TASK GOAL -
Copy out all lines in the data below containing the string "fields".

┄┄┄┄┄┄┄┄┄┄┄┄┄┄┄┄┄┄┄┄

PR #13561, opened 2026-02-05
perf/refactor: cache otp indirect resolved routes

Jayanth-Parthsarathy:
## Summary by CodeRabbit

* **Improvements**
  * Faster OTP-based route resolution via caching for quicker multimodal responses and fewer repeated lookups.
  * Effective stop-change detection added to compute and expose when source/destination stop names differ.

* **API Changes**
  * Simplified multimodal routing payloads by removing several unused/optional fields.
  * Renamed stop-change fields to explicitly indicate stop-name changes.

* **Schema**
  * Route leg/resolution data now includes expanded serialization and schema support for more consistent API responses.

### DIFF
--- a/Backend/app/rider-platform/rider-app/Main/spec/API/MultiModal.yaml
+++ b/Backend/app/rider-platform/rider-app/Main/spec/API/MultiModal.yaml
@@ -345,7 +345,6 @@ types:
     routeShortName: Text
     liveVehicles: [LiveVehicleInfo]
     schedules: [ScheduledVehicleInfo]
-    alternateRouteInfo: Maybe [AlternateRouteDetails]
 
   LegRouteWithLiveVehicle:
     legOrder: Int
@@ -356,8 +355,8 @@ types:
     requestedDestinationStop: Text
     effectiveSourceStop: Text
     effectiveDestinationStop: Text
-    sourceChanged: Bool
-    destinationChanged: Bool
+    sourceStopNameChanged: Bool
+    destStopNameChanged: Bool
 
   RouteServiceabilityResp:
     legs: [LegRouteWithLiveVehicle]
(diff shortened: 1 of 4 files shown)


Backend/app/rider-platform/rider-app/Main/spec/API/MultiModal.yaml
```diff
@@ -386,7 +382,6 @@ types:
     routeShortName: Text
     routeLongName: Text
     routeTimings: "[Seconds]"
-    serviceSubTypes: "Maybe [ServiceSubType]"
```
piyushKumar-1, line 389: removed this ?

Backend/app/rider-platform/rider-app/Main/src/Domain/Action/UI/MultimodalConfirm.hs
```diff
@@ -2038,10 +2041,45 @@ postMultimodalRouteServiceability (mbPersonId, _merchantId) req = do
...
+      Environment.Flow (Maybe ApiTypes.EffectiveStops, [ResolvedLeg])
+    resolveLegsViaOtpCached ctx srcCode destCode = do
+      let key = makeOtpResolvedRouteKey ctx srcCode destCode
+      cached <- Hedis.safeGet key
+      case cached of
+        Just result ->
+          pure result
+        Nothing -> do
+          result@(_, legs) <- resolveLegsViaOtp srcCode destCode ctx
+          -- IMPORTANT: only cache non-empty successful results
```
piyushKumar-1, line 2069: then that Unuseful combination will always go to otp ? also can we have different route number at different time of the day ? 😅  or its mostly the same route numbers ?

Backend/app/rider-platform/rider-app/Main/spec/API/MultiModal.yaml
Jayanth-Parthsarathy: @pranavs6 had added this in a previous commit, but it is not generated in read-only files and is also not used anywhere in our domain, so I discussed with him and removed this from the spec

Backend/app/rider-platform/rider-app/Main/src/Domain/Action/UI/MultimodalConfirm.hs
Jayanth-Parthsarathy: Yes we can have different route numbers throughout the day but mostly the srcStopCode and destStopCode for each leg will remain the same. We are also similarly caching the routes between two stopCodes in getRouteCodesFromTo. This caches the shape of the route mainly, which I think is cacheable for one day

┄┄┄┄┄┄┄┄┄┄┄┄┄┄┄┄┄┄┄┄

EXERCISE OUTPUT -
  * Simplified multimodal routing payloads by removing several unused/optional fields.
  * Renamed stop-change fields to explicitly indicate stop-name changes.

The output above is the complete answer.